Best approach to depth streaming via existing codec
- by Kevin
I'm working on a development system (and game) intended for games set mostly in static third-person views. We produce our scenery by CG and photographic techniques. Our background art is rendered off-line by a production-grade renderer.
To allow the runtime imagery to properly interact with the background art, I wrote a program to convert from depth output by Mental Ray into a texture, and a pixel shader to draw a quad such that the Z data comes from the texture.
This technique is working out very well, but now we've decided that some of the camera angle changes between scenes should be animated. The animation itself is straightforward to produce from our CG models. We intend to encode it to some HD video codec such as H.264.
The problem is that in order to maintain our runtime imagery on the screen, the depth buffer will need to be loaded for each video frame. Due to the bandwidth, the video's depth data will need to be compressed efficiently.
I've looked into methods for performing temporal compression of depth info and found an interesting research paper here:
http://web4.cs.ucl.ac.uk/staff/j.kautz/publications/depth-streaming.pdf
The method establishes a mapping between 16-bit depth values and YCbCr values. The mapping is tuned to the properties of existing video codecs in order to maximize precision of the decoded depths after the YCbCr has undergone video compression.

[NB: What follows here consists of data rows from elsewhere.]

PR #4839, opened 2026-07-07
fix(telegram): HTML parse_mode for stream overflow chunks

### LINKED ISSUE #4637: Telegram long message splits -- trunks prior to the final trunk cannot render
### Bug Description

Image
As shown. Whenever an agents send a long message in markdown, the long message seems to be trunked and sent separately by nanobot to telegram, but all trunks (messages) prior to the final trunk (message) cannot render in markdown. This has 100% trigger probability and was observed in nanobot v0.1.6, 0.2.0, 0.2.1.

### Steps to Reproduce

Let the agent send one long message over 4096 chars in markdown.

### Expected Behavior

All trunked messages to be rendered properly in markdown.

### Relevant Logs

```shell

```

### nanobot Version

0.1.6, 0.2.0, 0.2.1

### Python Version

3.11

### Operating System

Windows

### Channel / Platform

Telegram

### LLM Provider

Other (specify below)

### Configuration (Optional)

```yaml

```

### Additional Context

_No response_

asif786ka:
Fixes #4637

#4257 / v0.2.2 fixed final stream_end splitting. This PR fixes the remaining mid-stream _flush_stream_overflow path.

### DIFF
--- a/nanobot/channels/telegram.py
+++ b/nanobot/channels/telegram.py
@@ -1060,25 +1060,27 @@ class TelegramChannel(BaseChannel):
         chunks = _split_telegram_markdown(buf.text, TELEGRAM_MAX_MESSAGE_LEN)
         if len(chunks) <= 1:
             return
+        html_chunks = [_markdown_to_telegram_html(chunk) for chunk in chunks]
         try:
             await self._call_with_retry(
                 self._app.bot.edit_message_text,
                 chat_id=chat_id, message_id=buf.message_id,
-                text=chunks[0],
+                text=html_chunks[0],
+                parse_mode="HTML",
             )
         except Exception as e:
             if not self._is_not_modified_error(e):
                 self.logger.warning("Stream overflow edit failed: {}", e)
                 raise
-        for chunk in chunks[1:-1]:
+        for chunk in html_chunks[1:-1]:
             await self._call_with_retry(
                 self._app.bot.send_message,
-                chat_id=chat_id, text=chunk, **thread_kwargs,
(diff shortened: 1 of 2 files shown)


nanobot/channels/telegram.py
```diff
@@ -1060,25 +1060,27 @@ async def _flush_stream_overflow(
...
                 raise
-        for chunk in chunks[1:-1]:
+        for chunk in html_chunks[1:-1]:
             await self._call_with_retry(
                 self._app.bot.send_message,
-                chat_id=chat_id, text=chunk, **thread_kwargs,
+                chat_id=chat_id, text=chunk, parse_mode="HTML", **thread_kwargs,
             )
-        tail = chunks[-1]
+        tail = html_chunks[-1]
```
chengyongru: Could you keep `buf.text` as the raw markdown tail here? `html_chunks` is already rendered for Telegram HTML mode, but after this method returns the same buffer receives later raw deltas and, on `stream_end`, is passed through `_split_telegram_markdown_html()` again. Since `_markdown_to_telegram_html()` escapes existing `<...>` first, a stream that crosses the overflow point and then continues can end with literal/escaped HTML, or mixed HTML plus markdown, instead of the final rendered answer. The send/edit payload can be HTML, but the buffer state should stay raw.

chengyongru (commented):

I found one issue that should be fixed before this lands.

Re-bin (approved):
LGTM. This fixes the remaining mid-stream Telegram overflow path: emitted chunks use bounded HTML while the live buffer retains raw Markdown for later deltas and stream completion.

The earlier buffer-state concern is resolved in the current head, focused Telegram coverage passes, and CI is green.

PR #5147, opened 2026-07-28
fix(pairing): keep approvals across transient store read failures

KDB-Wind:
## Summary

- stop a transient pairing.json read failure from erasing every approved sender
- reads fail closed for the call; mutations fail loudly instead of persisting an
  empty view

## Problem

`_load()` treated any `OSError` like corruption and returned an empty store. When
`pairing.json` was transiently unreadable (antivirus lock, EBUSY, a permission
blip), an unapproved DM arriving in that window walked an organic wipe chain:
`is_approved()` saw the empty view and denied the sender, the DM branch called
`generate_code()`, which loaded the same empty view and unconditionally saved —
overwriting `pairing.json` with zero approved senders. Every approved user was
silently locked out until re-approved by hand.

## Root cause

A transient I/O failure is not corruption, but both were collapsed into the same
"reset" branch, and the reset view was writable.

## Fix

`JSONDecodeError` keeps the existing reset behavior. `OSError` now propagates from
`_load`, so mutations fail loudly instead of persisting an empty view; read-only
checks (`is_approved`, `list_pending`, `get_approved`) fail closed for the current
call without touching the file. Mutating `/pairing` subcommands report the store as
temporarily unavailable instead of claiming a code is invalid, and the DM pairing
path skips its reply for that message rather than crash the handler.

This mirrors the refuse-to-overwrite strategy the cron and trigger stores already
use for unreadable state.

## Validation

- `uv run pytest tests/pairing tests/channels -q` — 267 passed
- `uv run pytest nanobot/channels/feishu/tests/test_feishu_login.py tests/webui -q` — 174 passed
- old-behavior mutation: restoring the merged `(JSONDecodeError, OSError)` handler
  makes the three regression tests fail
- `uv run ruff check` on the four touched files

It allows an existing, unmodified video codec to be used on the backend.
I'm looking at how to pull this off with the least possible work. (This design change was unplanned.) Our game engine itself is native C++, presently for Win32 and DirectX, although we've worked hard to keep platform dependence segregated because we intend other ports.

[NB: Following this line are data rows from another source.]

PR #5150, opened 2026-07-28
fix(exec): bound buffered session output

yu-xin-c:
## Summary

- Keep stdout and stderr reader tasks draining while retaining only a fixed head/tail budget per stream.
- Include producer-side dropped characters in the existing truncation accounting.
- Bound `wait_for` aggregation and preserve target detection across poll boundaries.

## Why

Exec sessions previously appended every decoded stdout/stderr chunk to `_chunks` until the next poll. A chatty process could therefore retain arbitrarily large output in memory even when the caller requested a small response limit.

The new buffer remains bounded while preserving the beginning and most recent output, so pipe back-pressure is avoided and trailing diagnostics remain available.

## Validation

- `uv run --extra dev pytest -q` (`5329 passed, 22 skipped`)
- `uv run --extra dev pytest tests/tools/test_exec_session_tools.py -q` (`36 passed`)
- `uv run --extra dev ruff check nanobot/agent/tools/exec_session.py tests/tools/test_exec_session_tools.py`
- `git diff --check`

### DIFF
--- a/nanobot/agent/tools/exec_session.py
+++ b/nanobot/agent/tools/exec_session.py
@@ -5,6 +5,7 @@ from __future__ import annotations
 import asyncio
 import time
 import uuid
+from collections import deque
 from contextlib import suppress
 from dataclasses import dataclass
 from typing import Any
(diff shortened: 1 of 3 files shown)


Re-bin (approved):
LGTM. This bounds unread stdout, stderr, and wait aggregation while preserving useful head/tail context and reporting omitted output.

I also widened the real MCP idle-reconnect test window after repeated CI-only handshake races; it still explicitly expires the session before recovery. The current head is rebased onto the latest main, and all required CI plus focused verification pass.

Issue #4883, opened 2026-07-11
Security: API session lock map grows without bounds


hamb1y:
## Security / reliability issue

The API stores one `asyncio.Lock` forever for every caller-provided `session_id`:

```python
session_lock = session_locks.setdefault(session_key, asyncio.Lock())
```

This is at `nanobot/api/server.py:240` and the dictionary is initialized at line 413. There is no TTL, eviction, maximum size, or identity-based keying.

We don't have motion video facilities in the engine yet but will ultimately need that anyway for cinematics. I was planning on using some off-the-shelf motion video solution we can plug into our engine, and haven't chosen one yet. This new added requirement makes selecting one harder since, among other things, we'll now need to bypass colourspace conversion on one of the streams, and also will need to be playing two streams simultaneously in lockstep, on top of in some cases audio on one of them (for the cinematics).
I'm also wondering if it's possible (or even useful) to do the conversion from YCbCr to depth in a pixel shader, or if it's better to just do it in CPU and separately load the resulting depth values into a locked tex. The conversion unfortunately does involve branching logic per-pixel. (There are more naive mappings that don't need branching, but they produce inferior results.) It could be reduced to a table lookup but the table would be 32MB.
Programming is second-nature to me but I'm not that experienced with pix shaders and have zero knowledge of off-the-shelf video solutions.
I'd therefore be interested in advice from others who may have dealt more with depth streaming, pixel shaders, and/or off-the-shelf codecs, regarding how feasible the proposed application is and what off-the-shelf video systems out there would best get along with this usage case.